Tuesday, January 8, 2013

Under a Frozen World

Snowy Wetland
Slough off North Asylum Bay
The lakes and marshes become quiet in the winter when the ice covers the lakes and snow blankets the surrounding marshes, but life continues below ice and snow. 

Tunneling through the snow are a number of little mammals.  Mice, voles, and shrews enjoy the relative safety provided by their tunnels.  There they are free from the piercing eyes of hawks, but are still vulnerable to the ears and talons of great-horned owls and pouncing foxes.
On the lake bottoms are the flying insects of summer.  The billions of lake flies of spring are all there as the larva called bloodworms.  Keeping company with sediment, decaying plants and rocks are the larva of caddisflies, damselflies, dragon flies, and mayflies that will emerge from the lake and take flight in spring and summer.  All of these are food throughout the winter for bluegills, perch and other fish. 

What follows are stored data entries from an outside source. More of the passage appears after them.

Issue #2422, opened 2023-08-15
Difference in `Frontend` behaviour in compiled vs interpreted code.


semorrison:
Consider the following situation:

* `A.lean` uses an initializer (e.g. `registerOption`)
* `B1.lean` and `B2.lean` both import `A.lean`.
* `C.lean` imports `B1`, and implements a `main` function which compiles a target source file.

Now:
* Running `C` to compile `B2` works fine.
* Using `#eval main ["B2.lean"]` in the interpreter in `C.lean` results in an error message while compiling `B2.lean`:
```
<input>:1:0: error: invalid option declaration 'option', option already exists
```

There is a Lean 4 test (currently failing) in https://github.com/leanprover/lean4/pull/2421 demonstrating this issue. The same files are available as a standalone repo https://github.com/semorrison/frontend-issue-2422 in case that's useful to experiment with.

Questions:
* Can someone explain to me why there is this difference?
* Are there workarounds, besides just always running the compiled version?

PR #2423, opened 2023-08-15
fix: interpret module initializer at most once

### LINKED ISSUE #2408: RFC: Using the Lean `Frontend` to compile multiple modules
Both @adamtopaz and I have recently been trying to use functions from `Lean.Elab.Frontend` to compile files from `Mathlib`.

In my case it is to extract data from `InfoTree`s (e.g. with to export all goal/tactic pairs in the library, or answer questions like "of goals currently closed by `aesop`, how many are solvable by `my_other_tactic`).

In a recent [zulip thread](https://leanprover.zulipchat.com/#narrow/stream/270676-lean4/topic/difficulties.20with.20.60Frontend.60) we've both reported similar difficulties. This issue summarises the problems, with a reproducible test case.

## To reproduce

A minimized version of this is set up as a test in #2407, which of course [currently fails](https://github.com/leanprover/lean4/actions/runs/5830058402/job/15810685857?pr=2407#step:11:4153).

You can put the following file into either `Mathlib`, or any project depending on `Mathlib`.

```lean
-- Save as "Frontend.lean"
import Lean.Elab.Frontend

open Lean Elab

unsafe def processInput (input : String) (initializers := false)  :
    IO (Environment × List Message) := do
  let fileName   := "<input>"
  let inputCtx   := Parser.mkInputContext input fileName
  if initializers then enableInitializersExecution
  let (header, parserState, messages) ← Parser.parseHeader inputCtx
  let (env, messages) ← processHeader header {} messages inputCtx
  let s ← IO.processCommands inputCtx parserState (Command.mkState env messages {}) <&> Frontend.State.commandState
  pure (s.env, s.messages.msgs.toList)

open System in
def findLean (mod : Name) : IO FilePath := do
  return FilePath.mk ((← findOLean mod).toString.replace "build/lib/" "") |>.withExtension "lean"

/-- Read the source code of the named module. -/
def moduleSource (mod : Name) : IO String := do
  IO.FS.readFile (← findLean mod)

unsafe def compileModule (mod : Name) (initializers := false) :
    IO (Environment × List Message) := do
  processInput (← moduleSource mod) initializers

unsafe def main (args : List String) : IO Unit := do
  initSearchPath (← findSysroot)
  let mut initializers := false
  match ← IO.getEnv "LEAN_INITIALIZERS" with
  | some "ONCE" =>
    IO.println "Invoking `enableInitializersExecution` once at the beginning."
    enableInitializersExecution
  | some "EACH" =>
    IO.println "Invoking `enableInitializersExecution` at each compilation."
    initializers := true
  | _ =>
    IO.println "Not invoking `enableInitializersExecution`"
  for mod in args do
    IO.println s!"Compiling {mod}"
    let (_, msgs) ← compileModule mod.toName initializers
    for m in msgs do IO.println (← m.toString)
```

and add it to your `lakefile` with the entry:
```
lean_exe «frontend» {
  root := `Frontend
}
```

## Usage

Now the command `lake exe frontend module1 ... modulen` will try to compile the named modules, one after the other.
The goal is to be able to run this on an arbitrary subset of modules from Mathlib. (Although having a limitation such as requiring a topological sort of the import graph would not be serious obstacle.) However at the moment I can only get this to work on a single module at a time.

Further, we can control when `enableInitializersExecution` is run, using an environment variable `LEAN_INITIALIZERS`, set to `ONCE`, `EACH`, or `NONE`.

Up the food chain there are reptiles we envision hibernating in the mud.  Some turtles and frogs are indeed buried in the mud, but others are piled up sitting on the lake bottom motionless or crawling along at a snail’s pace.  Common map turtles sit on the bottom or wedge themselves amongst rocks and logs.  When disturbed they retreat, and may reveal a northern leopard frog underneath, which will also swim away.  Hardly asleep, these map turtles require more oxygen than painted turtles buried in the sometimes anoxic mud.  The cold and relative inactivity allows them to take in all the oxygen they need from water.  Frogs and softshell turtles breathe through their skin, but softshells also take in oxygen through special adaptions in their throats.   
Oshkosh Ice Night
Frozen Lake Winnebago at Oshkosh

Mammals have no options but to breathe air.  The local aquatic members of the weasel family--river otter and mink--must maintain holes in the ice with their teeth to be able to gain access to the fish, frogs, turtles and other animals they eat.  Muskrats often use the same holes, but they try to stay concealed, and will never walk on ice and snow if they can avoid it.  Muskrats build huts, or lodges like beavers do, but muskrat homes are made of aquatic plant leaves, stems, and roots.  Here they sleep and eat, but they often swim far beyond the range of one breath to obtain the food they need.  For those foraging trips they build cave-like “push ups” for breathing.  They will also build small feeding huts, which are self-explanatory.  A sudden drop in water levels after the ice forms seals off all these structures from the muskrats’ food, forcing them onto ice and snow and into the jaws of coyotes.    

Winter is a harsh time for wildlife, but it can be easier under the ice and snow for those adapted to it.

Previously published in the Oshkosh Scene article.